(Saved entries)

______________________________

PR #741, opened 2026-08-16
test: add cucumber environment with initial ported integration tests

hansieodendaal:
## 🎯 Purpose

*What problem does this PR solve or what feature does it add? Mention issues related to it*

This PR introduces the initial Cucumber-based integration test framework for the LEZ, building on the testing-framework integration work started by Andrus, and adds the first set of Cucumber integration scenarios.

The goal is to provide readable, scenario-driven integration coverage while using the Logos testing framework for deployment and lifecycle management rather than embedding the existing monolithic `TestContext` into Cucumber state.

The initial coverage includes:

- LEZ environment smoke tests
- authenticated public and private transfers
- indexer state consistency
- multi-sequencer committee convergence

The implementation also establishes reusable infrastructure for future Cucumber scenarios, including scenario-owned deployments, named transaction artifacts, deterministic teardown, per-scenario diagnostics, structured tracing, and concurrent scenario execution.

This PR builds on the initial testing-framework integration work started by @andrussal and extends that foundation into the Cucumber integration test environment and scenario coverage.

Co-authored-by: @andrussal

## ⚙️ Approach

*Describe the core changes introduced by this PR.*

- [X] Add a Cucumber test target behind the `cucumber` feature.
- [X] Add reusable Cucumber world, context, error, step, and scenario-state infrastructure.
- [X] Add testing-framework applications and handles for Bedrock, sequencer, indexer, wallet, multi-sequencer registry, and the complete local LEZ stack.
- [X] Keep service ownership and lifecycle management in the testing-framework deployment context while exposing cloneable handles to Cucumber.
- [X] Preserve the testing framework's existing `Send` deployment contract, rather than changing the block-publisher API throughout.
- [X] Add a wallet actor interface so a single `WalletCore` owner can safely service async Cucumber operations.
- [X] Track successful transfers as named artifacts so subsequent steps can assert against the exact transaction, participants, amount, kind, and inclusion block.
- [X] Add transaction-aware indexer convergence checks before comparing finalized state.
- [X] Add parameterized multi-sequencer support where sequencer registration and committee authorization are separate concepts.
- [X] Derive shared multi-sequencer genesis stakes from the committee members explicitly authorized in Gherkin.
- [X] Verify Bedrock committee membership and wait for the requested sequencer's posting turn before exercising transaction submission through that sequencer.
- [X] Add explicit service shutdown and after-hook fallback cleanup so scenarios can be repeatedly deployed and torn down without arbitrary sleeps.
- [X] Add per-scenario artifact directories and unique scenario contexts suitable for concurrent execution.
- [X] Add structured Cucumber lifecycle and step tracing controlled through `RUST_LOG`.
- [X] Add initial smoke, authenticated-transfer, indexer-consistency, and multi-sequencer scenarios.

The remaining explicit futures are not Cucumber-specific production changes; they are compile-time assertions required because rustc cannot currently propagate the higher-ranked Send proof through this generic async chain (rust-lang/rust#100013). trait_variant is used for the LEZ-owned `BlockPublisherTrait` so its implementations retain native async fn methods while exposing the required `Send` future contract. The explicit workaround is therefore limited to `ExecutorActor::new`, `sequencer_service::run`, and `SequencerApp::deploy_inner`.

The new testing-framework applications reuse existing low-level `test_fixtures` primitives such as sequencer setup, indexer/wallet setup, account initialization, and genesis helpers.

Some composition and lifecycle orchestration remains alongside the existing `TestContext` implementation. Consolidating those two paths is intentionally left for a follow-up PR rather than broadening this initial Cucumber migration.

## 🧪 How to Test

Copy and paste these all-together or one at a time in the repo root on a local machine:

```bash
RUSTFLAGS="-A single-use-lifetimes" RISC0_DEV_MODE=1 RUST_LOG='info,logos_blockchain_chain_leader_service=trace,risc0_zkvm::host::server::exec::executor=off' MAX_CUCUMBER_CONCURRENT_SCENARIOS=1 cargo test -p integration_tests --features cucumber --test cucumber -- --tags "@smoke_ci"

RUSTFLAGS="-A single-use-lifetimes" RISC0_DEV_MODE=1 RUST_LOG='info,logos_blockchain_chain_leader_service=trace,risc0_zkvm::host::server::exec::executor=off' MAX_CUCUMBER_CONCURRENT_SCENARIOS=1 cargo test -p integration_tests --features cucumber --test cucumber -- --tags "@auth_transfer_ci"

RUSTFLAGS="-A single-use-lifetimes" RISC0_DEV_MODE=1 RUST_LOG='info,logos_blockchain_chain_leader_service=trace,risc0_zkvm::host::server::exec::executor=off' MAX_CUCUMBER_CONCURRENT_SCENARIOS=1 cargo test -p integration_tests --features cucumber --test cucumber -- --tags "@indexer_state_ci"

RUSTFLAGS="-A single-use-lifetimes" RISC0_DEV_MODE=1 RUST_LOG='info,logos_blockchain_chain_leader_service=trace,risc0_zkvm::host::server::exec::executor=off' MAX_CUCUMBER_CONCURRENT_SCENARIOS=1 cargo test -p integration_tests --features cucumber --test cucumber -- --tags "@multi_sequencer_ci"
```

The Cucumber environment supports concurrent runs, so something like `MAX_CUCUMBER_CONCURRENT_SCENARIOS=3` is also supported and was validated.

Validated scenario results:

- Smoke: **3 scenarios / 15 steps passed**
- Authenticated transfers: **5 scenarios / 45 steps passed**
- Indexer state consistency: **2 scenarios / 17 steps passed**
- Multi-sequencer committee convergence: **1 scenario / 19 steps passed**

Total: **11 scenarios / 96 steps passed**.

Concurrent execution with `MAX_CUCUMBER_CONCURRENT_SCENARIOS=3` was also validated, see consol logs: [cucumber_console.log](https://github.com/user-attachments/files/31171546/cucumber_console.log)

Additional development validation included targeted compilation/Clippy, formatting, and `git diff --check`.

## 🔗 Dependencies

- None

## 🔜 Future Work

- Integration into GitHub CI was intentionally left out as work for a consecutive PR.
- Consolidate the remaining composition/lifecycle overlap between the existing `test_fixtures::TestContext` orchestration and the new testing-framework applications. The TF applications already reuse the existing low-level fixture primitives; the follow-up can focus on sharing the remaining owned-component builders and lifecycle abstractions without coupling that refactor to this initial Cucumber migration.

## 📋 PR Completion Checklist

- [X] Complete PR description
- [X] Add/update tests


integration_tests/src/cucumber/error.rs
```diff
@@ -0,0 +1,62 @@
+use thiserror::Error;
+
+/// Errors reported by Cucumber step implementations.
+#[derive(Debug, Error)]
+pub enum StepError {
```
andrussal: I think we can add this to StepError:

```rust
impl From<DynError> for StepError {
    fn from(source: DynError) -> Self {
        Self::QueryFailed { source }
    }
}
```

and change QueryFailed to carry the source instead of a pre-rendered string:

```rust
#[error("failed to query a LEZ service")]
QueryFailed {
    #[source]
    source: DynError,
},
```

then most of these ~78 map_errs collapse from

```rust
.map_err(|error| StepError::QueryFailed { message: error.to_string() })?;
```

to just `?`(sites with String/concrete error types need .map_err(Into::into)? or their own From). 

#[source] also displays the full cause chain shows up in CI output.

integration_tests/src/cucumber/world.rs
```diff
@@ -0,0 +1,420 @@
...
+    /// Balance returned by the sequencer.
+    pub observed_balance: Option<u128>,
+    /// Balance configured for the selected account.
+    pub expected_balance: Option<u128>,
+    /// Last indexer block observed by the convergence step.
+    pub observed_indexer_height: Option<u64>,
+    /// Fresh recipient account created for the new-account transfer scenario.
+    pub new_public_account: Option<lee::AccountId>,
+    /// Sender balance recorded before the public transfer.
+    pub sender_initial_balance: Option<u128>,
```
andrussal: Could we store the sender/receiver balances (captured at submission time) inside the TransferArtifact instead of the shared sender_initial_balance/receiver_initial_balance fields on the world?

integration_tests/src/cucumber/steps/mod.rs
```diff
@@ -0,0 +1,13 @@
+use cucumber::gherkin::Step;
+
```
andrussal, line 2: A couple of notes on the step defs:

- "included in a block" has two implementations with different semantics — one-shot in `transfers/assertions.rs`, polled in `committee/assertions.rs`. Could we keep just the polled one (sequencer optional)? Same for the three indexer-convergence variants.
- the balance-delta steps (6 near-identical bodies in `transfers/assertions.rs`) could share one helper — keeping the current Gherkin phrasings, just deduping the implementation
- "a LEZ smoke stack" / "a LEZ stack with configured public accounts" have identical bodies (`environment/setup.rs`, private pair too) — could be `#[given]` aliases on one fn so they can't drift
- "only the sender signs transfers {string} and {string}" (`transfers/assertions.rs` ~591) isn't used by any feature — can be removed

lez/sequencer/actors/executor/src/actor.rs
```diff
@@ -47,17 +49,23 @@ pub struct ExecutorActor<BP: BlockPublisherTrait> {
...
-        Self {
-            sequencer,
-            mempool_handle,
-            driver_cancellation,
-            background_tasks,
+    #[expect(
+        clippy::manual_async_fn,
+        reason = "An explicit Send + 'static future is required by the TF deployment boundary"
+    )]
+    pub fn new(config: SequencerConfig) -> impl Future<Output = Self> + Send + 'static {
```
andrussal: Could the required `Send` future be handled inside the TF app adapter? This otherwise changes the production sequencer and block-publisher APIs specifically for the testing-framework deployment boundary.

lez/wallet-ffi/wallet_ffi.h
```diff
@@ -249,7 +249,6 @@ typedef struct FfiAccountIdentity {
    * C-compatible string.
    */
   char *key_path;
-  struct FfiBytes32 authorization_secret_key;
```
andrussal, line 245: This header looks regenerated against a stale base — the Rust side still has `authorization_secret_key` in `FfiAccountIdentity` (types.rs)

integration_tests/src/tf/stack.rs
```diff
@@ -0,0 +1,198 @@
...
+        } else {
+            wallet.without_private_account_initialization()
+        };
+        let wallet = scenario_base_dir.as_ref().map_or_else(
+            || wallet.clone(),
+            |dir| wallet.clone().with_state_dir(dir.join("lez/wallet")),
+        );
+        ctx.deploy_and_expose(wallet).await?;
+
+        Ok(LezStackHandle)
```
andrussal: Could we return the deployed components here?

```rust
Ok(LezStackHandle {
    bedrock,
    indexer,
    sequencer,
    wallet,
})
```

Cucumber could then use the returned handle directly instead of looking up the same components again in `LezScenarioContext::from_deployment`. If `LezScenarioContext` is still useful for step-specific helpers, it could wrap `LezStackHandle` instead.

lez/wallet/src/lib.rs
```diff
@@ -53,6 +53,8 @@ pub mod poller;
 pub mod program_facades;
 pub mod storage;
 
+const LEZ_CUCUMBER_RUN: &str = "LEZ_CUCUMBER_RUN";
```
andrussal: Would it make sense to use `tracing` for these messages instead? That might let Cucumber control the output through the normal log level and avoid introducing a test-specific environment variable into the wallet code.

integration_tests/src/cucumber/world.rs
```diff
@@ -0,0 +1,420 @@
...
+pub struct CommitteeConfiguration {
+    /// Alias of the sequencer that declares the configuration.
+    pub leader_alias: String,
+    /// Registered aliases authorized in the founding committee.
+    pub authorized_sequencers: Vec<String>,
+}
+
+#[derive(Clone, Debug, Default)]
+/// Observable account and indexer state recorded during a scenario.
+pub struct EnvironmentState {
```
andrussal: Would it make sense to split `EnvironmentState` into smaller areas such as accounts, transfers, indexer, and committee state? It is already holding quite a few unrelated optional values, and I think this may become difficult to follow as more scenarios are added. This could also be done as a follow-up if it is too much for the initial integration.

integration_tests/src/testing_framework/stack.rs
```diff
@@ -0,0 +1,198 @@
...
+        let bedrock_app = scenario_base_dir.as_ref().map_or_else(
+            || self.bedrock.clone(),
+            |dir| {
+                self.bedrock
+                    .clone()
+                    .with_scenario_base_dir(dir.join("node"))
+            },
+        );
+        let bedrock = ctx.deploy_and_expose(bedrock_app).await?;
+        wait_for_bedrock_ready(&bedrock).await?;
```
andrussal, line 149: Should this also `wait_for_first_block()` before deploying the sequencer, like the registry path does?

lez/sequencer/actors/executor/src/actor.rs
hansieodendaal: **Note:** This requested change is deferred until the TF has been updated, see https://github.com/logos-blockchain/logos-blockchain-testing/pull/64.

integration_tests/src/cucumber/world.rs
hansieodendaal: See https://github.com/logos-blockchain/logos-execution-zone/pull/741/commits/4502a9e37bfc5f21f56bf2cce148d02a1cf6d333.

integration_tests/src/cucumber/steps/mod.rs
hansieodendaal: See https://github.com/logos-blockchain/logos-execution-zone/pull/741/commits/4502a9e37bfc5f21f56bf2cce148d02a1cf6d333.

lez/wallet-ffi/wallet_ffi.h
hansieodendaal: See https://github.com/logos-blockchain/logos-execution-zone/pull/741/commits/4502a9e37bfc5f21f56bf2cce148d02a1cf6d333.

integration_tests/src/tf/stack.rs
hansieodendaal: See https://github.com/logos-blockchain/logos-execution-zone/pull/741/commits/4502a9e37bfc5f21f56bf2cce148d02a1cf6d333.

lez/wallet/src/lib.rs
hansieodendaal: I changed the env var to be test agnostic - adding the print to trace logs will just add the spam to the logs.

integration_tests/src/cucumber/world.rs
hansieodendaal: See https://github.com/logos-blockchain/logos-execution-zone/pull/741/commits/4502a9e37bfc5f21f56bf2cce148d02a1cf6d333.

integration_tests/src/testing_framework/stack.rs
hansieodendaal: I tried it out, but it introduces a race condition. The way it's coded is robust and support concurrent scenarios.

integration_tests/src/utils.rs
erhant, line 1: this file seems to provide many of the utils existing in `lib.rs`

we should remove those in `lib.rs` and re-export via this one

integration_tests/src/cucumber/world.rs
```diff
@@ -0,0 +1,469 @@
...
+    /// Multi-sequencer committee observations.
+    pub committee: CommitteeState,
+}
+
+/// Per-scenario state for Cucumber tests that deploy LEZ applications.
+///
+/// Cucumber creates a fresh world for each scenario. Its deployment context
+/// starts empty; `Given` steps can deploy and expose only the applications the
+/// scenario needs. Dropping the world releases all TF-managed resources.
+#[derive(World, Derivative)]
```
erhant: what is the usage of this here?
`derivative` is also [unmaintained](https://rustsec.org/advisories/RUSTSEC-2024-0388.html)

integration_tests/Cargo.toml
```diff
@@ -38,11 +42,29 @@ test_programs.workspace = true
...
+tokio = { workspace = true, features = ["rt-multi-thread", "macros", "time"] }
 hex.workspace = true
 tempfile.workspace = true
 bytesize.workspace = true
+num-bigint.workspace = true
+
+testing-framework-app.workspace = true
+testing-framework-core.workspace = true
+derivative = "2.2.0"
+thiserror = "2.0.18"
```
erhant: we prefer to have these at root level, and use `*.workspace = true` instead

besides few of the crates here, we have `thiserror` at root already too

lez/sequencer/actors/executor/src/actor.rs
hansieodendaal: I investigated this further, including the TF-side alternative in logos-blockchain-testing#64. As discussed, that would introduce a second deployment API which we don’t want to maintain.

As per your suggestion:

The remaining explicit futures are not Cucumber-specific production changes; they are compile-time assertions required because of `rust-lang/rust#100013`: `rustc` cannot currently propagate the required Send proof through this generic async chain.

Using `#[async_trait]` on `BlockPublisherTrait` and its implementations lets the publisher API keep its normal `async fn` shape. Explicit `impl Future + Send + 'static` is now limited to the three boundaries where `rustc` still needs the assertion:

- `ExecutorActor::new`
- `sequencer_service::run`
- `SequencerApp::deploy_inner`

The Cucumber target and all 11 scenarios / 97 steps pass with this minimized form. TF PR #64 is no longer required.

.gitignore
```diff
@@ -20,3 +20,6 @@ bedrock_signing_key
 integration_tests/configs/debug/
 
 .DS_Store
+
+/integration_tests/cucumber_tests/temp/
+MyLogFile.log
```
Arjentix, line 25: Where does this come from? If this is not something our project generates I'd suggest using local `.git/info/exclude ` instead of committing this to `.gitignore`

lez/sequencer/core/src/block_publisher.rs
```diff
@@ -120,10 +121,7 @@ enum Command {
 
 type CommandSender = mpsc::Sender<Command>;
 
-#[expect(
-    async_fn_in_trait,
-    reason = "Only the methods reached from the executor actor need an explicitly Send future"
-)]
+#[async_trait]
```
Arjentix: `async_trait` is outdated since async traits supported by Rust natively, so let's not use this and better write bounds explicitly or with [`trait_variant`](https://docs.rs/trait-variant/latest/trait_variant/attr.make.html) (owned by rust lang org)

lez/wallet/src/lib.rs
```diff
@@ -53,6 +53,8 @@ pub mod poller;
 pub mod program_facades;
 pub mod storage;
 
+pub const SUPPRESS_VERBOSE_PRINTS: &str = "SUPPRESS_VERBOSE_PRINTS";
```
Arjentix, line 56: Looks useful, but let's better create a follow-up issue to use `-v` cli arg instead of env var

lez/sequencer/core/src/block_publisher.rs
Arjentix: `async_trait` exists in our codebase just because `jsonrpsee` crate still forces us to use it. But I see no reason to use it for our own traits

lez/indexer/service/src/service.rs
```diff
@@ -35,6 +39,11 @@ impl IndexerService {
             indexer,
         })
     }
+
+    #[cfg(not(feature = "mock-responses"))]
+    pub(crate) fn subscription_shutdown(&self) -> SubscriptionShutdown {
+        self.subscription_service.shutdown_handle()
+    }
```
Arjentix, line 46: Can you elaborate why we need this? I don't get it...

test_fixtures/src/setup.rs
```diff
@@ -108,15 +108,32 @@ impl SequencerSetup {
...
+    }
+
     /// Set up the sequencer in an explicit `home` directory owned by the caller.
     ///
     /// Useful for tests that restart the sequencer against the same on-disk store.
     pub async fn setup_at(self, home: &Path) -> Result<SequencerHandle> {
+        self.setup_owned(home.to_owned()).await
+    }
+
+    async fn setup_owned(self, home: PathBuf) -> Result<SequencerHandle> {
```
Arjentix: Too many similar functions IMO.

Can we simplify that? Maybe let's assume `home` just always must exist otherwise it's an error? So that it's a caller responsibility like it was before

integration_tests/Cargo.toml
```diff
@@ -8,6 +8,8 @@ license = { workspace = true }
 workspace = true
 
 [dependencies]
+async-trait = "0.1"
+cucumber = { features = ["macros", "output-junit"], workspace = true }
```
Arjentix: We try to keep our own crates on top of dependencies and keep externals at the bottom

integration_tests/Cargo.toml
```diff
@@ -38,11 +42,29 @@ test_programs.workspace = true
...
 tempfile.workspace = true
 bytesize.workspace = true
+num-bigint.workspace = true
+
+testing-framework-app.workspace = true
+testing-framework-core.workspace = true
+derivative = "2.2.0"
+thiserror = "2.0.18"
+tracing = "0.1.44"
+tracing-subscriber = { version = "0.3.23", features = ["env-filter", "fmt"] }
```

______________________________

Aim of the task: Look for the string "those" in the data above and return every line that has it.

Final answer:
Some composition and lifecycle orchestration remains alongside the existing `TestContext` implementation. Consolidating those two paths is intentionally left for a follow-up PR rather than broadening this initial Cucumber migration.
we should remove those in `lib.rs` and re-export via this one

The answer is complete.